Therapeutically, therefore, the symptomatic, anti-inflammatory treatment is in the foreground here as well. This is done with several weeks of NSAID “cures” supplemented by high doses of vitamin C or, in case of insufficient response, with intra-articular application of depot steroids. Only rarely is arthroscopic capsulotomy indicated if spontaneous remission of stiffness is insufficient.
Take-Home Messages
- The osseous shoulder girdle, consisting of the clavicle, scapula, and humerus, is connected to the trunk ventrally via the sternoclavicular joint and dorsally via the scapulothoracic gliding bearing. It follows a complex motion sequence, with the center of rotation in the AC joint and a glenohumeral to scapulothoracic motion ratio of 2:1.
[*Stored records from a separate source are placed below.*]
PR #2709, opened 2025-04-07
tr1: refactor savegame logic

lahm86:
#### Checklist

#### Description

Following #2695, this brings TR1's overall save control more into line with TR2, and will later allow us to move several components to TRX. I've stopped short of that merger to hopefully avoid regressions (or catch them early).

Some NBs:
- Removed all dependencies in the strategies with `GAME_INFO`
- Removed storage of `bonus_level_unlock` as AFAIK this is redundant. The gameflow sequencer re-calculates it at the end of the level anyway, so the stored value is never actually used. I realised too I had made an error in TR2 with this, by storing it as a config profile property (I think I got mixed up with NG+), so both games are now the same with a simple function-scope var.
- The death count is now held in level stats rather than `g_GameInfo`
- The current TR1X version string will now be appended to the end of save files, like TR2. I'm not sure whether to increase the version for this as we don't interpret it on load (the idea is we can just use it by externally inspecting the file). LMK what you think.


rr- (commented):
Thanks. I'd bump the version and provide a changelog in the comment, mostly for documentation purposes.

rr- (approved):

aredfan (approved):

rr- (commented):
One more thing, I think it's OK to supply this string as part of the regular BSON payload rather than appending it at the end of the file. IMO we should limit those special fields to minimum, as this special structuring exists only for performance reasons.
Apologies for not having commented about this earlier.

lahm86:
> One more thing, I think it's OK to supply this string as part of the regular BSON payload rather than appending it at the end of the file. IMO we should limit those special fields to minimum, as this special structuring exists only for performance reasons. Apologies for not having commented about this earlier.

No problem, updated. Applied the same to TR2 as well as it's unreleased and a quick patch.

walkawayy:
Regarding bonus levels, I think the idea was to keep it unlocked on the player's profile after they get all secrets once even if they delete their saves, start a new game, etc. How does it work with this new PR?

lahm86:
> Regarding bonus levels, I think the idea was to keep it unlocked on the player's profile after they get all secrets once even if they delete their saves, start a new game, etc. How does it work with this new PR?

That's still the case for NG+ i.e. player can unlock it after completing the game. But saving the bonus flag (for all secrets) isn't needed as the gameflow will recalculate it every time you finish a level regardless. It's only used to decide whether to play the next level or exit to title, and is set just a few lines prior in the same function.

rr-:
> > Regarding bonus levels, I think the idea was to keep it unlocked on the player's profile after they get all secrets once even if they delete their saves, start a new game, etc. How does it work with this new PR?
> 
> That's still the case for NG+ i.e. player can unlock it after completing the game. But saving the bonus flag (for all secrets) isn't needed as the gameflow will recalculate it every time you finish a level regardless. It's only used to decide whether to play the next level or exit to title, and is set just a few lines prior in the same function.

We may be introducing a slight inconsistency by preserving the NG+ flag while not doing so for the bonus level flag. However, the choice to play NG+ or NG is accessible directly from the title screen, whereas bonus levels can only be played within the game after playing at least one level. With that in mind, I believe it's okay to keep it as is (eg not store the bonus flag in the profile), unless I'm forgetting some feature – such as the "play any level" option, but that one is currently associated with specific save files rather than the general profile, so this consideration doesn't apply there.

lahm86:
Yes, the select level feature crossed my mind too but as you say you would need to have a save anyway to get to be able to get to that point.
I'll merge for now.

- Due to its asymmetric anatomy, the glenohumeral joint requires a competent soft tissue mantle of active and passive stabilizers that allow a fragile balance between mobility and stability.
- Pathologies of the shoulder can be assigned to different joints and spaces, distinguishing between structural lesions and dysfunctions.
- The treatment of problems of the shoulder girdle begins with a precise analysis of the affected anatomical structure and consists in a first phase usually in the exhaustion of conservative measures in the form of physiotherapy and anti-inflammatory medication, in the minority of cases a direct surgical procedure is indicated.